A plane is drawn through one side of the rhombus at a distance of 4m from the opposite side. The projection of the diagonals on this side of the plane is 8m and 2m. Find side projections?
From the right-angled triangle ACC1, we determine the length of the hypotenuse AC, which is the diagonal of the rhombus ABCD.
AC ^ 2 = AC1 ^ 2 + CC1 ^ 2 = 64 + 16 = 80.
AC = √80 cm.
From the right-angled triangle DBB1 we determine the length of the hypotenuse BD, which is the diagonal of the rhombus ABCD.
BD ^ 2 = DB1 ^ 2 + BB1 ^ 2 = 4 + 16 = 20.
ВD = √20 cm.
Since the diagonals of the rhombus ABCD are divided in half at point O, OS = √80 / 2, OD = √20 / 2.

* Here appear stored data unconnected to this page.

PR #462, opened 2020-02-27
🐛(edxapp) Copy staticfiles in nginx_collectstatic build config

lunika:
## Purpose

Collecting static files where done only if a theme is used. The build
`bc_nginx` where failing because the directory /edx/app/edxapp/staticfiles
does not exists if a theme is not used. We should always copy
staticfiles in the collectstatic build config.

## Proposal

- [x] always copy staticfiles in the collectstatic build config.

### DIFF
--- a/CHANGELOG.md
+++ b/CHANGELOG.md
@@ -21,6 +21,7 @@ Versioning](http://semver.org/spec/v2.0.0.html).
 - `elasticsearch-discovery` service is not a headless service anymore
 - Generate a valid YAML value from `elasticsearch_memory_lock` variable
 - Set `edxapp`'s jobs image pull policy to "Always"
+- Copy staticfiles in `edxapp` `nginx_collectstatic` build config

Then in a right-angled triangle AOD, according to the Pythagorean theorem, DC ^ 2 = OC ^ 2 + OD ^ 2 = (√80 / 2) ^ 2 + (√20 / 2) ^ 2 = 20 + 5 = 25.
DC = 5 cm.
In a right-angled triangle DCC1, we determine the length of the leg DС1.
DC1 ^ 2 = DC ^ 2 – CC1 ^ 2 = 25 – 16 = 9.
DC1 = 3 cm.Since the triangles ABB1 and DCC1 are equal, the projection of the AB side is also 3 cm, and the projection of the BC side is 5 cm, since BB1C1C is a rectangle and BC = B1C1 = 5 cm.
Answer: The projections of the sides of the rhombus are 3 cm and 5 cm.